Anyone who has enjoyed Morse’s Covers series – or even the Beatles tribute band Yellow Matter Custard, both also featuring Portnoy on drums – knows just how comfortably they can handle great tracks. In just the same way that Yes took Simon and Garfunkel’s “America” and made it their own expanded piece without losing the song’s integrity, NMB treat the duo’s classic “Bridge Over Trouble Water” with great respect, including all its main features, while completely re-designing its clothing. There are definite shades of both Steve Howe and Chris Squire in a prelude that features proggy arpeggios and jazzy moments. The track more than justifies its last-minute inclusion to fill the space available once the album’s music wouldn’t fit on one disc. When it gets to “Sail on silver girl,” they slow it right down, ramp up the harmonies and build towards the final orchestral ending. They push it right up to the ‘almost overblown’ mark without quite going past it.

CD2: For those wanting more epics, just two tracks fill this disc, starting with “Not Afraid, Pt 2.”  It is twenty minutes of the classic Morse approach to tracks. It starts with nods to Refugee and Dream Theater, then moves into several tunes, which gives Gillette plenty of material to bud his solos on. At several points, Morse’s synth adds terrific emphasis between lines. Like Part 1, it also quietens down to build up again from around fourteen minutes in.  

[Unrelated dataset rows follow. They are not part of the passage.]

Issue #416, opened 2025-07-28
Tabpfn Regressor not loading on cpu even after setting device to cpu


thebinarycode:
### Describe the bug

using both Classifier and Regressor model for a usecase
tabpfn: 2.1.0
torch: 2.6.0
python: 3.11

After fitting on training data, the model weights are saved via save_fitted_tabpfn_model.
The saved the weights are loaded using load_fitted_tabpfn_model

Classifier was loading on gpu even by passing device="cpu" to load_fitted_tabpfn_model. 
it loads on cpu by passing arg device=torch.device("cpu")
but Regressor seems to ignore the argument and attempts to load on cuda

File "python3.11/site-packages/tabpfn/model/loading.py", line 855, in load_fitted_tabpfn_model
    fitted_attrs = joblib.load(tmp / "fitted_attrs.joblib")
                   ^^^^^^^^^^^^^^^^^^^^^^^^^^^^^^^^^^^^^^^^
  File "python3.11/site-packages/joblib/numpy_pickle.py", line 658, in load
    obj = _unpickle(fobj, filename, mmap_mode)
          ^^^^^^^^^^^^^^^^^^^^^^^^^^^^^^^^^^^^
  File "python3.11/site-packages/joblib/numpy_pickle.py", line 577, in _unpickle
    obj = unpickler.load()
          ^^^^^^^^^^^^^^^^
  File "/python3.11/pickle.py", line 1213, in load
    dispatch[key[0]](self)
  File "python3.11/pickle.py", line 1590, in load_reduce
    stack[-1] = func(*args)
                ^^^^^^^^^^^
  File "python3.11/site-packages/torch/storage.py", line 533, in _load_from_bytes
    return torch.load(io.BytesIO(b), weights_only=False)
           ^^^^^^^^^^^^^^^^^^^^^^^^^^^^^^^^^^^^^^^^^^^^^
  File "python3.11/site-packages/torch/serialization.py", line 1495, in load
    return _legacy_load(
           ^^^^^^^^^^^^^
  File "python3.11/site-packages/torch/serialization.py", line 1754, in _legacy_load
    result = unpickler.load()
             ^^^^^^^^^^^^^^^^
  File "python3.11/site-packages/torch/serialization.py", line 1682, in persistent_load
    obj = restore_location(obj, location)
          ^^^^^^^^^^^^^^^^^^^^^^^^^^^^^^^
  File "python3.11/site-packages/torch/serialization.py", line 693, in default_restore_location
[...]

PR #486, opened 2025-09-05
Resolved issue saving & loading the predictor (Regressor/Classifier) model on different devices (cuda / cpu)

MagnusBuehler:
## Motivation and Context
Issue [#416](https://github.com/PriorLabs/TabPFN/issues/416) reported a crash when a model saved on a CUDA device was later loaded on a CPU-only machine, due to tensors being serialized as CUDA tensors. This has been fixed by ensuring all tensor-like elements of the predictor are saved as CPU tensors, allowing safe loading on any device. The desired device can be specified (or automatically inferred) at loading time. This adds a negligible one-time overhead (~±10 ms, tested over 10 runs). Corresponding tests now cover all combinations of fitting, saving, and loading devices.
 Further I added uv.lock to the .gitignore file and renamed a function in "src/tabpfn/inference.py" from `save_state_expect_model_weights` to `save_state_except_model_weights`, as it makes more sense with what the function is doing. 

---

## Public API Changes

-   [x] No Public API changes

---

## How Has This Been Tested?
On a cuda-environment & locally. Also added corresponding pytests.
---

## Checklist

---

### DIFF
--- a/src/tabpfn/model_loading.py
+++ b/src/tabpfn/model_loading.py
@@ -661,7 +661,7 @@ def save_fitted_tabpfn_model(estimator: BaseEstimator, path: Path | str) -> None
             for key, value in vars(estimator).items()
             if key.endswith("_") and key not in blacklist
         }
-        # move all tensors to "cpu" before loading, so if fitted & saved on cuda-device
+        # move all tensors to "cpu" before saving, so if fitted & saved on cuda-device
         # and loading on cpu-device does not throw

While faith is often understated in this album, it gets more explicit here, where the water is a main lyrical metaphor:
“Come on all you sons and daughters, make your way kids in this rising tide.
  Come find love that has no borders, the gathering Son, you will be his bride,
  And it’s alright now, I’m coming home.”

While “Not Afraid” is a fairly comfortable amalgamation of typical Morse elements, “Beyond the Years” is on another level right from its orchestral start. There is a slow, almost climactic, feel inside the first of its 31 minutes.  From there it develops new ground, such as a section reminiscent of medieval dance music, some shredding, a Gentle Giant type of vocal interplay, some very powerful synth and guitar solos, a drum and bass duet, and an instrumental section that begins in Bach style and develops into a laid-back backing that echoes, well, Floyd’s “Echoes.” There are epic tracks and EPIC tracks. This is the latter.

Our reviews of this band have often remarked on their multi-instrumental talents, but not only can the members play each other’s instruments (and play their own impeccably), their vocals combine in so many ways. That means that harmonies can always kick in for the emotional high spots, and individually Gillette’s higher register often takes over from Morse’s as a song builds. Hubauer’s vocals complement these, his voice not as strong, but distinctive in its timbre.

It hardly needs to be said any more, but the sound is impeccable, and Rich Mauser’s exemplary production (as on the recent Transatlantic album) again brings out details that really enhance the experience. If this were released in 1974, it would have made them millionaires.